PR #219, opened 2026-04-15
Fix list-panes -s not iterating all windows when -F is used

### LINKED ISSUE #218: list-panes -s only returns panes from one window instead of all windows in session
## Description

`list-panes -s -t <session>` should list all panes across all windows in a session (per tmux spec and psmux's own docs), but it only returns panes from a single window.

## Steps to Reproduce

1. Create a session with multiple windows, each containing at least one pane:
   ```
   psmux new-session -d -s test
   psmux new-window -t test
   psmux new-window -t test
   ```

2. Run `list-panes -s`:
   ```
   psmux list-panes -s -t test -F "#{pane_pid} #{window_index}:#{window_name}"
   ```

3. Compare with querying each window individually:
   ```
   for w in 1 2 3; do
     psmux list-panes -t "test:$w" -F "#{pane_pid} #{window_index}:#{window_name}"
   done
   ```

## Observed Behavior

`list-panes -s` returns panes from only one window. For example, with a session that has 4 windows:

```
# -s flag: returns 1 pane (only window 1)
$ psmux list-panes -s -t myproject -F "#{pane_pid} w#{window_index}"
11111 w1

# Per-window query: returns all 4 panes
$ for w in 1 2 3 4; do psmux list-panes -t "myproject:$w" -F "#{pane_pid} w#{window_index}"; done
11111 w1
22222 w2
33333 w3
44444 w4
```

Full test across multiple sessions:

| Session | Windows | `-s` returns | Per-window returns |
|---|---|---|---|
| project-a | 2 | 1 pane (w2) | 2 panes |
| project-b | 1 | 2 panes (w1) | 2 panes (correct — single window) |
| project-c | 2 | 1 pane (w2) | 2 panes |
| project-d | 4 | 1 pane (w1) | 4 panes |
| project-e | 2 | 2 panes (w1) | 3 panes |

Sessions with a single window return correct results. Multi-window sessions are always missing panes.

## Expected Behavior

`list-panes -s` should iterate all windows in the session and return every pane, matching tmux behavior:

> **tmux(1)**: "If **-s** is given, target is a session (or the current session)." — meaning all panes in all windows of that session are listed.

This is also consistent with psmux's own [args reference](https://github.com/psmux/psmux/blob/master/docs/tmux_args_reference.md) which documents `-s` as the "session" flag.

## Environment

- psmux 3.3.2
- Windows 11

## Workaround

Query `list-windows` first, then `list-panes -t session:window` for each window individually.

tarikguney:
## Summary

- `list-panes -s -t <session> -F "..."` only returned panes from one window instead of all windows in the session
- The `-s` (session scope) flag was handled correctly in the non-format code path but was missing from the `-F` (format) branch — only `-a` was checked there
- Fixed both handler locations in `connection.rs` to check `session_scope` alongside `all`

## Root Cause

In the first handler (~line 886), when `-F` is provided:
```rust
// Before: only -a triggers ListAllPanesFormat
if all { ... }

// After: -s also triggers it
if all || session_scope { ... }
```

The second handler (~line 2185) had the same issue and was also missing the `session_scope` variable entirely.

## Test Plan

- [ ] Create a session with multiple windows: `psmux new-session -d -s test && psmux new-window -t test && psmux new-window -t test`
- [ ] Run `psmux list-panes -s -t test -F "#{pane_pid} #{window_index}"` — should return panes from all 3 windows
- [ ] Run `psmux list-panes -s -t test` (no `-F`) — should also return all panes (was already working)
- [ ] Run `psmux list-panes -t test` (no `-s`) — should return panes from the current window only (unchanged behavior)

Fixes #218

### DIFF
--- a/src/server/connection.rs
+++ b/src/server/connection.rs
@@ -883,7 +883,7 @@ match cmd {
         let session_scope = args.iter().any(|a| *a == "-s");
         let (rtx, rrx) = mpsc::channel::<String>();
         if let Some(fmt_str) = fmt {
-            if all {
+            if all || session_scope {
                 let _ = tx.send(CtrlReq::ListAllPanesFormat(rtx, fmt_str));
             } else {
                 let _ = tx.send(CtrlReq::ListPanesFormat(rtx, fmt_str));
@@ -2180,9 +2180,10 @@ fn dispatch_control_command(
         }
         "list-panes" | "lsp" => {
             let all = args.iter().any(|a| *a == "-a");
+            let session_scope = args.iter().any(|a| *a == "-s");
             let format_str = args.windows(2).find(|w| w[0] == "-F").map(|w| w[1].to_string());
             let (rtx, rrx) = mpsc::channel::<String>();
-            if all {
+            if all || session_scope {
                 if let Some(fmt) = format_str {
                     let _ = tx.send(CtrlReq::ListAllPanesFormat(rtx, fmt));
                 } else {


psmux:
Hey @tarikguney, this was a clean and precise fix. You identified both handler locations in `connection.rs` that needed the `session_scope` check, and the change is minimal and correct.

I verified the bug independently before looking at your fix: a 3 window session with `list-panes -s -t session -F "#{pane_pid} w#{window_index}"` returned only 1 pane. After applying your change, it correctly returns all 3, matching per window queries exactly.

All 5,190 tests pass with zero regressions. Merged and you have co-author credit on the commit.

Thanks for the contribution!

▶ TASK PROMPT:
Using the data above, restate every record word for word.

▶ SOLUTION TO THIS PROBLEM:
PR #219, opened 2026-04-15
Fix list-panes -s not iterating all windows when -F is used

### LINKED ISSUE #218: list-panes -s only returns panes from one window instead of all windows in session
## Description

`list-panes -s -t <session>` should list all panes across all windows in a session (per tmux spec and psmux's own docs), but it only returns panes from a single window.

## Steps to Reproduce

1. Create a session with multiple windows, each containing at least one pane:
   ```
   psmux new-session -d -s test
   psmux new-window -t test
   psmux new-window -t test
   ```

2. Run `list-panes -s`:
   ```
   psmux list-panes -s -t test -F "#{pane_pid} #{window_index}:#{window_name}"
   ```

3. Compare with querying each window individually:
   ```
   for w in 1 2 3; do
     psmux list-panes -t "test:$w" -F "#{pane_pid} #{window_index}:#{window_name}"
   done
   ```

## Observed Behavior

`list-panes -s` returns panes from only one window. For example, with a session that has 4 windows:

```
# -s flag: returns 1 pane (only window 1)
$ psmux list-panes -s -t myproject -F "#{pane_pid} w#{window_index}"
11111 w1

# Per-window query: returns all 4 panes
$ for w in 1 2 3 4; do psmux list-panes -t "myproject:$w" -F "#{pane_pid} w#{window_index}"; done
11111 w1
22222 w2
33333 w3
44444 w4
```

Full test across multiple sessions:

| Session | Windows | `-s` returns | Per-window returns |
|---|---|---|---|
| project-a | 2 | 1 pane (w2) | 2 panes |
| project-b | 1 | 2 panes (w1) | 2 panes (correct — single window) |
| project-c | 2 | 1 pane (w2) | 2 panes |
| project-d | 4 | 1 pane (w1) | 4 panes |
| project-e | 2 | 2 panes (w1) | 3 panes |

Sessions with a single window return correct results. Multi-window sessions are always missing panes.

## Expected Behavior

`list-panes -s` should iterate all windows in the session and return every pane, matching tmux behavior:

> **tmux(1)**: "If **-s** is given, target is a session (or the current session)." — meaning all panes in all windows of that session are listed.

This is also consistent with psmux's own [args reference](https://github.com/psmux/psmux/blob/master/docs/tmux_args_reference.md) which documents `-s` as the "session" flag.

## Environment

- psmux 3.3.2
- Windows 11

## Workaround

Query `list-windows` first, then `list-panes -t session:window` for each window individually.

tarikguney:
## Summary

- `list-panes -s -t <session> -F "..."` only returned panes from one window instead of all windows in the session
- The `-s` (session scope) flag was handled correctly in the non-format code path but was missing from the `-F` (format) branch — only `-a` was checked there
- Fixed both handler locations in `connection.rs` to check `session_scope` alongside `all`

## Root Cause

In the first handler (~line 886), when `-F` is provided:
```rust
// Before: only -a triggers ListAllPanesFormat
if all { ... }

// After: -s also triggers it
if all || session_scope { ... }
```

The second handler (~line 2185) had the same issue and was also missing the `session_scope` variable entirely.

## Test Plan

- [ ] Create a session with multiple windows: `psmux new-session -d -s test && psmux new-window -t test && psmux new-window -t test`
- [ ] Run `psmux list-panes -s -t test -F "#{pane_pid} #{window_index}"` — should return panes from all 3 windows
- [ ] Run `psmux list-panes -s -t test` (no `-F`) — should also return all panes (was already working)
- [ ] Run `psmux list-panes -t test` (no `-s`) — should return panes from the current window only (unchanged behavior)

Fixes #218

### DIFF
--- a/src/server/connection.rs
+++ b/src/server/connection.rs
@@ -883,7 +883,7 @@ match cmd {
         let session_scope = args.iter().any(|a| *a == "-s");
         let (rtx, rrx) = mpsc::channel::<String>();
         if let Some(fmt_str) = fmt {
-            if all {
+            if all || session_scope {
                 let _ = tx.send(CtrlReq::ListAllPanesFormat(rtx, fmt_str));
             } else {
                 let _ = tx.send(CtrlReq::ListPanesFormat(rtx, fmt_str));
@@ -2180,9 +2180,10 @@ fn dispatch_control_command(
         }
         "list-panes" | "lsp" => {
             let all = args.iter().any(|a| *a == "-a");
+            let session_scope = args.iter().any(|a| *a == "-s");
             let format_str = args.windows(2).find(|w| w[0] == "-F").map(|w| w[1].to_string());
             let (rtx, rrx) = mpsc::channel::<String>();
-            if all {
+            if all || session_scope {
                 if let Some(fmt) = format_str {
                     let _ = tx.send(CtrlReq::ListAllPanesFormat(rtx, fmt));
                 } else {


psmux:
Hey @tarikguney, this was a clean and precise fix. You identified both handler locations in `connection.rs` that needed the `session_scope` check, and the change is minimal and correct.

I verified the bug independently before looking at your fix: a 3 window session with `list-panes -s -t session -F "#{pane_pid} w#{window_index}"` returned only 1 pane. After applying your change, it correctly returns all 3, matching per window queries exactly.

All 5,190 tests pass with zero regressions. Merged and you have co-author credit on the commit.

Thanks for the contribution!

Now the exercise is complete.